TASK ITEM>
Print the first line of the records below and every line after it, up to and including the line with "child within 2s.". Print nothing else.
[MATERIAL FOR THIS TASK — start]
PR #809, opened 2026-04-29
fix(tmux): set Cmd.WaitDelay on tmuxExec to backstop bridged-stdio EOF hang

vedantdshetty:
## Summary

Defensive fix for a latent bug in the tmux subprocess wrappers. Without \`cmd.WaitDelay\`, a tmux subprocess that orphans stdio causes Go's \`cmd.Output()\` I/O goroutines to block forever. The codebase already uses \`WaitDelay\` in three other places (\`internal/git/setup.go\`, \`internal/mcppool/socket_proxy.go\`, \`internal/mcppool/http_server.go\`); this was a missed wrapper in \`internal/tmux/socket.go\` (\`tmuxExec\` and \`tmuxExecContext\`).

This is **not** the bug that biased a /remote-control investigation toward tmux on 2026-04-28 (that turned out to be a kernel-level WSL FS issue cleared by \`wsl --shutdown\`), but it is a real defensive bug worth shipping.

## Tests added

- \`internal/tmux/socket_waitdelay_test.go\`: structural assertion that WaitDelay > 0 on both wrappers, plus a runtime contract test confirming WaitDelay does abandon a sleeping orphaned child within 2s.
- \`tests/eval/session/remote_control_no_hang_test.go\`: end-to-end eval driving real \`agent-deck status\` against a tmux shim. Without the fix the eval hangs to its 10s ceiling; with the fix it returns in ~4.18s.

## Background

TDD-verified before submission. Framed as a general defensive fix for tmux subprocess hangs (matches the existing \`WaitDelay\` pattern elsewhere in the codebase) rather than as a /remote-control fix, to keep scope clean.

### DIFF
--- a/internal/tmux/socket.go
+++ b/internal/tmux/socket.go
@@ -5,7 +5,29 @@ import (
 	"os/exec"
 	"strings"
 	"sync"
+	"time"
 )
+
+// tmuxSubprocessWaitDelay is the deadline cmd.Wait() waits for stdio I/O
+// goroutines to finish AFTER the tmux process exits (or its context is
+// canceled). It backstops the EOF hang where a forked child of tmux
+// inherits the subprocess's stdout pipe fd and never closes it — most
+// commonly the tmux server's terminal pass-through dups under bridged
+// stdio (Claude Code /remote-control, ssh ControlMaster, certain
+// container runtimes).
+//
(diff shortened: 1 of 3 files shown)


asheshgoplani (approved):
[MATERIAL FOR THIS TASK — finish]
TASK SOLUTION>
PR #809, opened 2026-04-29
fix(tmux): set Cmd.WaitDelay on tmuxExec to backstop bridged-stdio EOF hang

vedantdshetty:
## Summary

Defensive fix for a latent bug in the tmux subprocess wrappers. Without \`cmd.WaitDelay\`, a tmux subprocess that orphans stdio causes Go's \`cmd.Output()\` I/O goroutines to block forever. The codebase already uses \`WaitDelay\` in three other places (\`internal/git/setup.go\`, \`internal/mcppool/socket_proxy.go\`, \`internal/mcppool/http_server.go\`); this was a missed wrapper in \`internal/tmux/socket.go\` (\`tmuxExec\` and \`tmuxExecContext\`).

This is **not** the bug that biased a /remote-control investigation toward tmux on 2026-04-28 (that turned out to be a kernel-level WSL FS issue cleared by \`wsl --shutdown\`), but it is a real defensive bug worth shipping.

## Tests added

- \`internal/tmux/socket_waitdelay_test.go\`: structural assertion that WaitDelay > 0 on both wrappers, plus a runtime contract test confirming WaitDelay does abandon a sleeping orphaned child within 2s.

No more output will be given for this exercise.